> _Your task_:
Check each line of the data below for the string "prerelease". Then give the number of lines that have it, without anything else.

Items listed in a dataset:
PR #2822, opened 2018-08-01
Split out foreman-release RPM

ehelms:

* [x] Nightly
* [ ] 1.19
* [ ] 1.18
* [ ] 1.17

---


ehelms:
I think this would trim down the Foreman spec and make it easier to add a client set of repositories by having a specific foreman-release package for client repos as well.

packages/foreman/foreman-release/foreman-release.spec
```diff
@@ -0,0 +1,60 @@
+Name:     foreman-release
+Version:  1.19.0
+Release:  1%{?dist}
+
+Summary:  Foreman repositories meta-package
+Group:    Applications/System
+License:  GPLv3+
+URL:      http://theforeman.org
```
ekohl: Mind changing this to https?

packages/foreman/foreman-release/foreman-release.spec
```diff
@@ -0,0 +1,60 @@
...
+install -Dpm0644 %{SOURCE8} %{buildroot}%{_sysconfdir}/pki/rpm-gpg/RPM-GPG-KEY-foreman
+
+cat > %{buildroot}%{_sysconfdir}/rpm/macros.%{name}-dist << EOF
+# Version to use like a dist tag
+%%%{name}dist .fm$(echo %{version} | awk -F. '{print $1 "_" $2}')
+EOF
+
+
+%files
+%config %{_sysconfdir}/yum.repos.d/%{name}-plugins.repo
```
ekohl: I think this shouldn't be `-plugins` here

packages/foreman/foreman-release/foreman-release.spec
```diff
@@ -0,0 +1,60 @@
...
+/etc/pki/rpm-gpg/*
+%{_sysconfdir}/rpm/macros.%{name}-dist
+
+%files -n foreman-release-plugins
+%config %{_sysconfdir}/yum.repos.d/%{name}-plugins.repo
+/etc/pki/rpm-gpg/*
```
ekohl: Does it work when multiple packages contain the same file?

packages/foreman/foreman/foreman.spec
```diff
@@ -15,7 +15,7 @@
 
 Name:   foreman
 Version: 1.20.0
-Release: 0.develop%{?dotalphatag}%{?dist}
+Release: 0.develop%{?dotalphatag}%{?dist}.1
```
ekohl: I think the .1 after the dist tag is pretty ugly.

packages/foreman/foreman/foreman.spec
```diff
@@ -1263,6 +1239,9 @@ exit 0
 %systemd_postun_with_restart %{name}.service
 
 %changelog
+* Wed Aug 01 2018 Eric D. Helms <ericdhelms@gmail.com> - 1.20.0-0.develop.1
+- rebuilt
```
ekohl: I'm all for changelogs but this isn't correct :)

packages/foreman/foreman-release/foreman-release.spec
```diff
@@ -0,0 +1,60 @@
...
+BuildArch: noarch
+
+BuildRequires: sed
+
+%description
+Foreman repository contains open source and other distributable software for
+distributions in RPM format. This package contains the repository configuration
+for Yum.
+
+%package -n foreman-release-plugins
```
ekohl: I think you can use `%package plugins` to automatically name it `foreman-release-plugins`

packages/foreman/foreman-release/foreman-release.spec
```diff
@@ -0,0 +1,60 @@
...
+Summary:   Definition of yum repositories for Foreman plugins
+Group:     Applications/System
+
+%description -n foreman-release-plugins
+Defines yum repositories for Foreman plugins.
+
+%install
+install -Dpm0644 %{SOURCE6} %{buildroot}%{_sysconfdir}/yum.repos.d/%{name}.repo
```
ekohl: The `SOURCE#` macros need to be updated to refer to the correct numbers.

ekohl:
> To stay compatible I'm leaning to having foreman-release-core, foreman-release-plugins and let foreman-release require them both. That would result in the same user experience and means we don't have to update docs.

I just realized this might not work. Currently we recommend users to download the `foreman-release` RPM and install it. Then you have the core repo and you can install `foreman-release-scl` Perhaps we need to modify that to `foreman-release-all` which is a meta package depending on all subpackages.

packages/foreman/foreman-release/foreman-release.spec
```diff
@@ -0,0 +1,60 @@
+Name:     foreman-release
+Version:  1.19.0
+Release:  1%{?dist}
+
+Summary:  Foreman repositories meta-package
+Group:    Applications/System
+License:  GPLv3+
+URL:      http://theforeman.org
+Source0:  %{name}.repo
```
ekohl: You can't use `%{name}` macro anymore since that's now `foreman-release` instead of `foreman`.

packages/foreman/foreman-release/foreman-release.spec
```diff
@@ -0,0 +1,53 @@
...
+Release:  1%{?dist}
+
+Summary:  Foreman repositories meta-package
+Group:    Applications/System
+License:  GPLv3+
+URL:      https://theforeman.org
+Source0:  foreman.repo
+Source1:  foreman-plugins.repo
+Source2:  foreman.gpg
+Source3:  tfm-ror51.repo
```
ekohl: In other places I've named this `foreman-rails.repo` now which means less changes when moving to ror52.

packages/foreman/foreman-release/foreman-release.spec
```diff
@@ -0,0 +1,53 @@
+Name:     foreman-release
+Version:  1.19.0
+Release:  1%{?dist}
```
ekohl: This needs a develop to differentiate between nightly "1.19" and actual 1.19 (which has GPG checking).

packages/foreman/foreman-release/foreman-release.spec
```diff
@@ -0,0 +1,53 @@
+Name:     foreman-release
+Version:  1.19.0
```
ekohl: This should be 1.20.0 since that's what nightlies are now.

packages/foreman/foreman-release/tfm-ror51.repo
```diff
@@ -1,5 +1,5 @@
-[foreman-rails]
-name=Foreman Rails nightly
+[tfm-ror51]
```
ekohl: I prefer foreman-rails

ehelms:
@ekohl Can you expand on what the "more work" when releasing that this leads to is?

ekohl:
On branching/releasing it means another package that we need to bump.

Another thing is that we have a dependency in `foreman-plugin`:
https://github.com/theforeman/foreman-packaging/blob/b7e78ed392c754e8276d6bd649722857d9368ba3/packages/foreman/foreman/foreman.spec#L823
This means we must keep them in sync. If we split these into two separate packages it means keeping track of versioning. Everything that requires keeping track of things means more work and easy mistakes. By being part of the main foreman package we get these things for free.

ekohl:
@ehelms and I had some offline discussions. A convincing argument was that we need to build a client repo but for more distros than just EL7 x86-64. Now it'll be a matter of avoid the problems I mentioned.

ehelms:
I have updated this in light of comments and the fact that we will need to be able to build this RPM for varying client repository distributions. The original foreman-release served two purposes:

 * Define and configure the yum repositories
 * Define a foremandist macro for plugins

The foreman-release RPM split out here focuses only on #1 now. The second purpose, foremandist macro, has been defined in a `foreman-plugin-build` RPM that can be added to buildroots much the same as the foreman-release used to be. This splits the duties of foreman-release. Alternative RPM name could be `foreman-plugin-release` instead of `-build`. I originally went with build given this is to be used during the build process. The `-release` nomenclature follows the Red Hat/Fedora current practices of defining dist macros in a package with `-release`.

ehelms:
@ekohl Take note of https://github.com/theforeman/foreman-packaging/pull/2822#issuecomment-414306245 since it posted after your comment so you might have missed it

packages/foreman/foreman-release/foreman-release.spec
```diff
@@ -0,0 +1,51 @@
...
+fi
+
+install -Dpm0644 %{SOURCE2} %{buildroot}%{_sysconfdir}/pki/rpm-gpg/RPM-GPG-KEY-foreman
+install -Dpm0644 %{SOURCE1} %{buildroot}%{_sysconfdir}/pki/rpm-gpg/RPM-GPG-KEY-foreman-rails
+
+%files
+%config %{_sysconfdir}/yum.repos.d/foreman.repo
+%config %{_sysconfdir}/yum.repos.d/foreman-plugins.repo
+%config %{_sysconfdir}/yum.repos.d/foreman-rails.repo
+/etc/pki/rpm-gpg/*
```
ekohl: Should this be `%{_sysconfdir}`?

packages/foreman/foreman-release/foreman-release.spec
```diff
@@ -0,0 +1,51 @@
...
+
+%install
+install -Dpm0644 %{SOURCE0} %{buildroot}%{_sysconfdir}/yum.repos.d/foreman.repo
+install -Dpm0644 %{SOURCE1} %{buildroot}%{_sysconfdir}/yum.repos.d/foreman-plugins.repo
+install -Dpm0644 %{SOURCE3} %{buildroot}%{_sysconfdir}/yum.repos.d/foreman-rails.repo
+
+sed "s/\$DIST/$(echo %{?dist} | cut -d. -f2)/g" -i %{buildroot}%{_sysconfdir}/yum.repos.d/*.repo
+
+if [[ '%{release}' != *"develop"* ]];then
+	VERSION="%{version}"
```
ekohl: Tabs vs spaces

packages/foreman/foreman-release/foreman-release.spec
```diff
@@ -0,0 +1,51 @@
...
+
+Summary:  Foreman repositories meta-package
+Group:    Applications/System
+License:  GPLv3+
+URL:      https://theforeman.org
+Source0:  foreman.repo
+Source1:  foreman-plugins.repo
+Source2:  foreman.gpg
+Source3:  foreman-rails.repo
+Source4:  copr.gpg
```
ekohl: Should we name this `foreman-rails.gpg`?

packages/foreman/foreman-release/foreman-release.spec
```diff
@@ -0,0 +1,51 @@
+%global release 1
+%global prerelease develop
+
+Name:     foreman-release
+Version:  1.20.0
+Release: %{?prerelease:0.}%{release}%{?prerelease:.}%{?prerelease}%{?dist}
```
ekohl: Could you align this with the other columns?

packages/foreman/foreman/foreman.spec
```diff
@@ -819,8 +799,7 @@ Meta package to install asset pipeline support.
 %package plugin
 Summary: Foreman plugin support
 Group: Development/Libraries
-Requires: %{name} = %{version}-%{release}
-Requires: %{name}-release = %{version}-%{release}
+Requires: %{name}-plugin-build
```
ekohl: This should also match the version

packages/foreman/foreman/foreman.spec
```diff
@@ -830,6 +809,15 @@ Meta package with support for plugins.
...
 %{_datadir}/%{name}/schema_plugin.rb
 
+%package plugin-build
+Summary: Foreman plugin RPM build support
+Group: Development/Libraries
+
+%description plugin-build
+Meta package with support for plugin RPM building.
+
+%files plugin
```
ekohl: Not only plugins need this. I'd suggest a `foreman-build` if you want to split this off from `foreman-release`.

packages/foreman/foreman/foreman.spec
```diff
@@ -830,6 +809,15 @@ Meta package with support for plugins.
 %{_sysconfdir}/rpm/macros.%{name}-plugin
 %{_datadir}/%{name}/schema_plugin.rb
 
+%package plugin-build
```
ekohl: We already have `foreman-plugin` package that has all the build support for a Foreman plugin.

packages/foreman/foreman/foreman.spec
```diff
@@ -1085,14 +1059,14 @@ cat > %{buildroot}%{_sysconfdir}/rpm/macros.%{name} << EOF
...
-cp -pr db/schema.rb %{buildroot}%{_datadir}/%{name}/schema_plugin.rb
-
-cat > %{buildroot}%{_sysconfdir}/rpm/macros.%{name}-dist << EOF
+cat > %{buildroot}%{_sysconfdir}/rpm/macros.foreman-dist << EOF
 # Version to use like a dist tag
-%%%{name}dist .fm$(echo %{version} | awk -F. '{print $1 "_" $2}')
+foremandist .fm$(echo %{version} | awk -F. '{print $1 "_" $2}')
 EOF
 
+# Keep a copy of the schema for quick initialisation of plugin builds
```
ekohl: Any reason you're swapping this around?

packages/foreman/foreman/foreman.spec
```diff
@@ -1085,14 +1059,14 @@ cat > %{buildroot}%{_sysconfdir}/rpm/macros.%{name} << EOF
 %%%{name}_restart      (/bin/systemctl try-restart %{name}.service) >/dev/null 2>&1
 EOF
 
-# Keep a copy of the schema for quick initialisation of plugin builds
-cp -pr db/schema.rb %{buildroot}%{_datadir}/%{name}/schema_plugin.rb
-
-cat > %{buildroot}%{_sysconfdir}/rpm/macros.%{name}-dist << EOF
+cat > %{buildroot}%{_sysconfdir}/rpm/macros.foreman-dist << EOF
```
ekohl: What's the benefit of this change?

packages/foreman/foreman/foreman.spec
ehelms: We do, but given this is a special macro that needs to live in the buildroot, I'm worried about a chicken'n'egg situation that could be simplified by just having this simple package with the macro.

ehelms:
Updated based on comments and switched to foreman-build.

packages/foreman/foreman/foreman.spec
```diff
@@ -830,6 +809,15 @@ Meta package with support for plugins.
...
 
+%package build
+Summary: Foreman package RPM support
+Group: Development/Libraries
+
+%description build
+Meta package with support for building RPMs in the Foreman release cycle.
+
+%files build
+%{_sysconfdir}/rpm/macros.foremandist
```
ekohl: It used to be `%{_sysconfdir}/rpm/macros.%{name}-dist` in `-release` Should we keep it like that?

packages/foreman/foreman/foreman.spec
```diff
@@ -819,8 +799,7 @@ Meta package to install asset pipeline support.
 %package plugin
 Summary: Foreman plugin support
 Group: Development/Libraries
-Requires: %{name} = %{version}-%{release}
```
ekohl: The plugin package still needs `foreman` installed so they can compile things like assets.

packages/foreman/foreman-release/foreman-release.spec
```diff
@@ -0,0 +1,51 @@
...
+  VERSION="%{version}"
+  sed "s/nightly/${VERSION%.*}/g" -i %{buildroot}%{_sysconfdir}/yum.repos.d/*.repo
+  sed "s/gpgcheck=0/gpgcheck=1/g" -i %{buildroot}%{_sysconfdir}/yum.repos.d/foreman.repo
+fi
+
+install -Dpm0644 %{SOURCE2} %{buildroot}%{_sysconfdir}/pki/rpm-gpg/RPM-GPG-KEY-foreman
+install -Dpm0644 %{SOURCE1} %{buildroot}%{_sysconfdir}/pki/rpm-gpg/RPM-GPG-KEY-foreman-rails
+
+%files
+%config %{_sysconfdir}/yum.repos.d/foreman.repo
```
ekohl: Should we simplify this to *.repo like we do the GPG keys?

ehelms:
Comps updated @ekohl

ehelms:
Going to merge and then fire off some builds, and nightly runs to test out the full range of functionality and ensure things are kosher.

> _Written reply_:
2